When writting SQL queries that will scan millions of rows it is important to optimize them. Otherwise, they could turn to be slow and processor consuming. In this post, some techniques that can be applied effectively to improve the performance of SQL queries are explained.
Avoid writing SELECT *
Select only those columns that you are actually going to use. Selecting more columns than necessary raises the time it takes to execute the query and the transfer time if the DB is on a separate server.
When making queries that are going to return many fields, it is better to define all the fields that we want to return in our queries. Using the * operator prevents the use of indexes efficiently.
SELECT id, title FROM Movies;
SELECT * FROM Movies;
For each subquery you add, your SQL management system will perform an additional query for each record of the main query. So, if you have a query that returns 100 results, it will perform an additional 100 queries for each subquery.
SELECT m.id, m.title, g.audience FROM Movies m JOIN Genres g ON g.genre = m.genre;
SELECT m.id, m.title, (SELECT audience FROM Genres WHERE g.genre = m.genre) AS 'Audience';
EXISTS instead of IN
Use EXISTS whenever possible, as this operator stops searching when it finds a match. If this cannot be done, using IN instead of NOT IN is much more efficient, since the latter does a complete scan in the table discarding options to omit.
Avoid using the percent sign (%)
The percentage sign (%) seriously penalizes the performance of the query. Therefore, it is convenient to use it only if strictly necessary.

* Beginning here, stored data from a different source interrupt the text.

PR #1235, opened 2023-04-05
feat: validate issuer profile on revoke

mishasizov-SK:


test/bdd/pkg/v1/vc/credential.go
```diff
@@ -158,6 +158,14 @@ func (e *Steps) verifyRevokedVC(profileName, organizationName string) error {
 	return nil
 }
 
+func (e *Steps) revokeVCWithError(profileName, organizationName string) error {
+	if err := e.revokeVC(profileName, organizationName); err == nil {
+		return fmt.Errorf("error expected, but got nil")
```
fqutishat, line 163: can you check if we return correct error

fqutishat: credential status list does not belong to the current profile

fqutishat (approved):

PR #1257, opened 2023-04-14
feat: store temp data in redis

mishasizov-SK:


cmd/vc-rest/startcmd/params.go
```diff
@@ -221,11 +221,27 @@ const (
 	claimDataTTLFlagUsage = "Claim data TTL in OIDC4VC pre-auth code flow. Defaults to 3600s. " +
 		commonEnvVarUsageText + hostURLExternalEnvKey
 
+	claimDataStoreFlagName  = "claim-data-store"
```
fqutishat, line 224: we need to use one param for that

fqutishat (approved):

PR #1275, opened 2023-04-22
fix: removed additional http client params to unblock webhook

birtony:
Signed-off-by: Anton Biriukov <anton.biriukov@gendigital.com>


fqutishat (changes requested):
Why this change needed

birtony:
> Why this change needed

These additional parameters break demo issuer/verifier webhooks @fqutishat

fqutishat (approved):

PR #1283, opened 2023-04-26
feat: Add dynamic query capability for presentation definition

sandrask:
Presentation definition filters parameter defines which claim fields to retain in the definition.

Initial PR will implements fields filter. Input descriptor and retain filters will be implemented in the future.

Fields filter is defined as a matcher against the id property of each field entry. Rules:
- exact string match
- empty string rule - including “” will match all field entries that have no id
- regular expression match when you encounter * (can be used for prefix, suffix or grouping)


bstasyszyn (approved):

fqutishat (approved):

pkg/restapi/v1/verifier/controller.go
```diff
@@ -350,6 +361,57 @@ func (c *Controller) initiateOidcInteraction(
...
+			exp := strings.ReplaceAll(id, wildcard, "."+wildcard)
+			r, err := regexp.Compile(exp)
+			if err != nil {
+				return false, fmt.Errorf("failed to compile regex=%s. %w", exp, err)
+			}
+
+			if r.MatchString(target) {
+				return true, nil
+			}
+		}
```
sudeshrshetty, line 409: I think, if id has any special characters we may need to escape it.

sudeshrshetty: otherwise regex compile might break

sandrask: I thought it was supposed to break it - I have a test that breaks it. Do we support special chars in id?

PR #1313, opened 2023-05-09
feat: send verifier claim keys to Jaeger

aholovko:


fqutishat (changes requested):
we are changing code let's not merge it now

fqutishat (changes requested):
we are changing code let's not merge it now

fqutishat (approved):

PR #1326, opened 2023-05-26
feat: dynamic client registration protocol (RFC7591) - initial support

aholovko:
This PR:
* replaces OAuth2Client interface in OIDC4CI controller with [golang.org/x/oauth2](http://golang.org/x/oauth2) package
* refactors fosite `insert client` functionality
* updates OpenAPI spec and adds initial handler and service implementations for dynamic client registration


pkg/restapi/v1/oidc4ci/controller.go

id, title FROM Movies WHERE title = 'batman';
SELECT id, title FROM Movies WHERE title LIKE ‘%batman%’;
Use CHAR instead of VARCHAR
CHAR data type is up to 50% faster than VARCHAR, although it has two drawbacks:
– Takes up more disk space.
– It has a limit of 255 characters.
Las columnas pequeñas son más rápidas
Small columns are faster. This means that, when declaring the lenght of columns in a table, just declare the needed space. For example, if a column of a table represents the SWIFT code (Society for Worldwide Interbank Financial Telecommunication) of a bank, which is usually 8 characters long, declaring a data type of 20 characters will just penalize your quety when retrieving the information.
Use the EXPLAIN operator
The EXPLAIN operator allows you to obtain information about how the query will be executed, in order to optimize it. For example:
EXPLAIN SELECT m.id, m.title, g.audience FROM Movies m JOIN Genres g ON g.genre = m.genre;
Use the BENCHMARK function
The BENCHMARK function executes a scalar expression N times. It is used to know how fast your SQL database management system executes the expression. The result of the query is always 0 (you will not select anything). The goal of this function is to know the time it takes to execute the query.

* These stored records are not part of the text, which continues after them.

PR #1331, opened 2023-06-06
feat: issuer API for registering oauth clients

aholovko:


pkg/service/clientmanager/clientmanager_service.go
```diff
@@ -34,8 +34,8 @@ func NewService(store store) *Service {
 	}
 }
 
-// CreateClientRequest is a request to create an OAuth2 client.
-type CreateClientRequest struct {
+// ClientMetadata contains the metadata for an OAuth2 client.
+type ClientMetadata struct {
 	Name                    string   `json:"client_name"`
```
sudeshrshetty, line 39: Are we supporting only these 3 client metadata in registration request? how about additional params like logo, policy, jwks etc

sudeshrshetty (commented):
Are you adding public endpoint in follow up PR?

pkg/service/clientmanager/clientmanager_service.go
aholovko: public endpoint + service was added in previous PR

the current PR adds layer of private API (issuer), so we end up with the following flow: public endpoint -> private endpoint (on issuer) -> service

additional metadata is added in upcoming PR

fqutishat (approved):

PR #1341, opened 2023-06-19
feat: pre-authorized_grant_anonymous_access_supported

mishasizov-SK:


skynet2:
hi @fqutishat  @sudeshrshetty  fyi this will introduce a **breaking change** for current pre-authorize profiles. 
as currently we don't have authorized_grant_anonymous_access_supported in profiles, it will be false by default, and wallet-cli also don't send this value for now. 

cc @mishasizov-SK @aholovko

mishasizov-SK:
@skynet2 correct. As we aligned with @sudeshrshetty, I'll add this field to each profile and set it to `true`.

fqutishat (approved):

PR #1346, opened 2023-06-21
fix: Incorrect types for some client registration values

DRK3:


test/bdd/pkg/v1/oidc4vc/models.go
```diff
@@ -48,10 +48,10 @@ type clientRegistrationRequest struct {
 
 type clientRegistrationResponse struct {
 	ClientId                string                  `json:"client_id"`
-	ClientIdIssuedAt        string                  `json:"client_id_issued_at"`
+	ClientIdIssuedAt        *int                    `json:"client_id_issued_at,omitempty"`
```
aholovko, line 51: should be int

aholovko (changes requested):

test/bdd/pkg/v1/oidc4vc/models.go
DRK3: Fixed

aholovko (approved):

rolsonquadras (approved):

PR #1352, opened 2023-06-28
fix: "aud" claim check

DRK3:
To conform to the OpenID4CI spec, the "aud" claim check that happens on the credential endpoint now checks for the entire issuer URI instead of only the base URI.


pkg/restapi/v1/oidc4ci/controller.go
```diff
@@ -571,6 +584,10 @@ func (c *Controller) OidcCredential(e echo.Context) error {
 		var interactionErr *interactionError
 
 		if errors.As(parsedErr, &interactionErr) {
+			if interactionErr.Code == resterr.InvalidOrMissingProofOIDCErr {
+				return resterr.NewOIDCError(string(resterr.InvalidOrMissingProofOIDCErr), errors.New(interactionErr.Message))
+			}
```
mishasizov-SK, line 589: can it be done as another case in switch below ?

mishasizov-SK (changes requested):

aholovko (approved):

pkg/restapi/v1/oidc4ci/controller.go
DRK3: Yes, good catch! Just updated the PR

PR #1354, opened 2023-06-30
feat: update client registration to use public endpoint with profile ID and version

aholovko:
This PR updates dynamic client registration to use `/oidc/{profileID}/{profileVersion}/register` public endpoint with profile ID and profile version as part of URL. This allows to get rid of corresponding private issuer's endpoint and `issuer_state` parameter used for correlation purpose.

SELECT BENCHMARK(100, (SELECT id, title FROM Movies WHERE title = 'batman'));
Do not use the GROUP BY statement
The GROUP BY clause can be used with or without an aggregate function. But if we want to get better performance, do not use the GROUP BY clause without an aggregation function. This is because using DISTINCT produces the same result and is faster.
Avoid using the DISTINCT statement
Using DISTINCT statement to exclude duplicate data is widely used by programmers to avoid database design errors. However, this is a serious mistake. First, you are hiding some duplication of information. And seconds, it is one of the statements that makes most I / O on the disk and forces the processor a lot. For this reason, if it is not completely necessary, avoid using it.
Avoid using ORDER BY statement
Use ORDER BY statement only if it is absolutely essential. That is, if it is possible to do the ordering on the client side it will always be better than doing it from the SQL Server side.
In case it is absolutely necessary to perform the ordering on the side of the SQL Server server, we must pay attention to the following recommendations:
– Keep the number of rows to sort to a minimum.
– Keep the number of columns to sort to a minimum.
– Keep the width (physical size) of the columns to be sorted to a minimum.
– Sort columns with numeric data (NOT character data types).